# Problem to work on
Retype the entries in full, exactly.

(Collected data)
● ● ●

PR #1545, opened 2017-11-04
fix(slider): Don't hide focus ring on discrete sliders

### LINKED ISSUE #1427: discrete mdc-slider doesn't have a visual focus indication

0.22.2

Tested on chrome

### What OS are you using?

Doesn't matter

1. Browse to https://material-components-web.appspot.com/slider.html
2. Use the tab key to change the focus to the different inputs on the page

All sliders should have a visual indication when they receive focus. (See the guidelines https://material.io/guidelines/components/sliders.html ).

The discrete sliders do not have a visual indication when they receive focus. This doesn't conform with the guidelines on https://material.io/guidelines/components/sliders.html

This is caused by the styling overrides for .mdc-slider--discrete.mdc-slider--focus .mdc-slider__focus-ring in the .scss files. Please note that for a discrete slider with markers, the marker should be shown on focus (according to the guidelines linked above), for that there doesn't seem to be any styling at all.

acdvorak:
The old behavior is not in the M1 or M2 specs. Even if it was, it's terrible for accessibility and is inconsistent with the continuous slider behavior.

Resolves #1427

### DIFF
--- a/packages/mdc-slider/mdc-slider.scss
+++ b/packages/mdc-slider/mdc-slider.scss
@@ -324,11 +324,6 @@ $mdc-slider-dark-theme-grey: #5c5c5c;
     .mdc-slider__thumb {
       animation: none;
     }
-
-    .mdc-slider__focus-ring {
-      transform: none;
-      opacity: 0;
-    }
   }
 
   &.mdc-slider--display-markers {


kfranqueiro:
Seems like this should resolve #1427?

acdvorak:
Great catch on #1427! And good question about showing/hiding the popup on focus/blur - I added that to my list of questions for the next design office hours. Thanks Ken!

● ● ●

# Result for this exercise
PR #1545, opened 2017-11-04
fix(slider): Don't hide focus ring on discrete sliders

### LINKED ISSUE #1427: discrete mdc-slider doesn't have a visual focus indication

0.22.2

Tested on chrome

### What OS are you using?

Doesn't matter

1. Browse to https://material-components-web.appspot.com/slider.html
2. Use the tab key to change the focus to the different inputs on the page

All sliders should have a visual indication when they receive focus. (See the guidelines https://material.io/guidelines/components/sliders.html ).

The discrete sliders do not have a visual indication when they receive focus. This doesn't conform with the guidelines on https://material.io/guidelines/components/sliders.html

This is caused by the styling overrides for .mdc-slider--discrete.mdc-slider--focus .mdc-slider__focus-ring in the .scss files. Please note that for a discrete slider with markers, the marker should be shown on focus (according to the guidelines linked above), for that there doesn't seem to be any styling at all.

acdvorak:
The old behavior is not in the M1 or M2 specs. Even if it was, it's terrible for accessibility and is inconsistent with the continuous slider behavior.

Resolves #1427

### DIFF
--- a/packages/mdc-slider/mdc-slider.scss
+++ b/packages/mdc-slider/mdc-slider.scss
@@ -324,11 +324,6 @@ $mdc-slider-dark-theme-grey: #5c5c5c;
     .mdc-slider__thumb {
       animation: none;
     }
-
-    .mdc-slider__focus-ring {
-      transform: none;
-      opacity: 0;
-    }
   }
 
   &.mdc-slider--display-markers {


kfranqueiro:
Seems like this should resolve #1427?

acdvorak:
Great catch on #1427! And good question about showing/hiding the popup on focus/blur - I added that to my list of questions for the next design office hours. Thanks Ken!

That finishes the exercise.